Il termine deriva da:
- 腹 (hara) → pancia, addome
- 切り (kiri) → tagliare
Significa quindi “taglio dell’addome”. In pratica, è lo stesso gesto del Seppuku (切腹): il suicidio rituale dei samurai per mantenere l’onore, evitare la cattura o espiare colpe.
Harakiri vs. Seppuku
Spesso i due termini vengono usati come sinonimi, ma in Giappone c’è una sottile differenza:
- Seppuku → è la forma più solenne, cerimoniale e rispettosa, usata nei contesti ufficiali.
- Harakiri → è la versione più colloquiale, più cruda e diretta.
Un po’ come dire “suicidio rituale” vs. “sventrarsi”. In Occidente ha preso piede harakiri perché più facile da pronunciare e d’impatto, ma tra i giapponesi il termine seppuku resta quello “serio”.
Harakiri e cultura nerd
Il termine è apparso infinite volte in contesti pop e nerd:
- Anime e manga storici come Rurouni Kenshin o Shigurui, dove il tema del seppuku è trattato in maniera drammatica.
- Film e cinema: il capolavoro “Harakiri” di Masaki Kobayashi (1962) ha reso il termine noto in tutto il mondo.
- Videogiochi: in titoli come Sekiro o Ghost of Tsushima, la pratica è citata come parte del codice samurai.
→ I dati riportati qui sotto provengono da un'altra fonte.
PR #117, opened 2016-03-10
Avoid stalled state from previous connection when reusing Realtime.

tcard:
After the connection transitions to CLOSED, some state has to be
reset. The changed test fails if channels are not purged and if
the pending message queue's last processed serial isn't resetted.


mattheworiordan:
LGTM. I wonder if this would effect other libraries as well, I'll raise an issue in Ruby at least.

paddybyers:
LGTM

PR #118, opened 2016-03-11
Update changelog for v0.8.2 release

gokhanbarisaker:


mattheworiordan:
We use semantic versioning and currently our spec is at `0.8.*`, see http://docs.ably.io/client-lib-development-guide/features/.  `0.9.0` is not valid, we are only making patch updates currently and are stick with `0.8.*`

mattheworiordan:
THanks, LGTM

PR #122, opened 2016-03-14
RTN17

gokhanbarisaker:


lib/src/test/java/io/ably/lib/transport/ConnectionManagerTest.java
```diff
@@ -0,0 +1,90 @@
...
+
+		/* Verify that,
+		 *   - connectionManager is connected
+		 *   - connectionManager is connected to the host without any fallback
+		 */
+		assertThat(connectionManager.getConnectionState().state, is(ConnectionState.connected));
+		assertThat(connectionManager.getHost(), is(equalTo(opts.realtimeHost)));
+	}
+
+	@Test
```
paddybyers: This test looks identical to the one above.

lib/src/main/java/io/ably/lib/transport/ConnectionManager.java
```diff
@@ -489,10 +488,16 @@ private StateIndication checkSuspend(StateIndication stateChange) {
 
 		/* FIXME: we might want to limit this behaviour to only a specific
 		 * set of error codes */
-		if(pendingConnect != null && checkConnectivity()) {
+		if(pendingConnect != null) {
+			if (!Hosts.isFallback(pendingConnect.host)) {
+				if (!checkConnectivity()) {
+					return new StateIndication(ConnectionState.failed, new ErrorInfo("connection failed", 80000));
```
mattheworiordan: Not sure I understand why we move to a failed state, unless there is an unrecoverable error, the connection should always stay in the suspended state and keep retrying.

lib/src/main/java/io/ably/lib/transport/Hosts.java
```diff
@@ -6,51 +6,61 @@
  * Created by gokhanbarisaker on 2/1/16.
  */
 public class Hosts {
-    private static final List<String> FALLBACKS = Defaults.HOST_FALLBACKS;
-    private static final String PATTERN_REST_PROD = "^rest.ably.io$";
-    private static final String PATTERN_REALTIME_PROD = "^realtime.ably.io$";
+	private static final List<String> FALLBACKS = Defaults.HOST_FALLBACKS;
+	private static final String PATTERN_REST_PROD = "^rest.ably.io$";
```
mattheworiordan: I realise this is old code, but if we're just checking for this pattern why don't we simply use a string and check `host.equals(PATTERN_REST_PROD)`

lib/src/main/java/io/ably/lib/transport/Hosts.java
```diff
@@ -6,51 +6,61 @@
...
+	 * </p>
+	 * <p>
+	 * Spec: RSC15b
+	 * </p>
+	 *
+	 * @param host
+	 * @return true, if the given host is qualified for a retry against a fallback host. Otherwise, false.
+	 */
+	public static boolean isRestFallbackSupported(String host) {
+		return host.matches(PATTERN_REST_PROD);
```
mattheworiordan: as above could be simply `host.equals(REST_PROD_HOST)`

gokhanbarisaker:
rebased

mattheworiordan:
One comment, but otherwise LGTM. @paddybyers?

lib/src/main/java/io/ably/lib/transport/Hosts.java
paddybyers: I agree with this comment - was there a reason not to change it?

gokhanbarisaker: updated the commit

mattheworiordan:
@gokhanbarisaker in future can I ask that you only rebase when the PR is ready to be merged. The reason is simply so that when you address our comments, we can look at the commits that address it easily, whereas now I have re-review the entire PR. See http://fle.github.io/git-tip-keep-your-branch-clean-with-fixup-and-autosquash.html for more info

lib/src/main/java/io/ably/lib/transport/Hosts.java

- In Occidente, invece, harakiri è stato spesso banalizzato, usato per gag o come sinonimo di “suicidio clamoroso”.
La parola che taglia due mondi
Harakiri e seppuku raccontano lo stesso atto, ma con sfumature diverse. Uno è il termine “colloquiale” entrato nel linguaggio globale, l’altro quello rituale e solenne. In entrambi i casi, resta una delle immagini più potenti del Giappone dei samurai: un mondo in cui l’onore contava più della vita.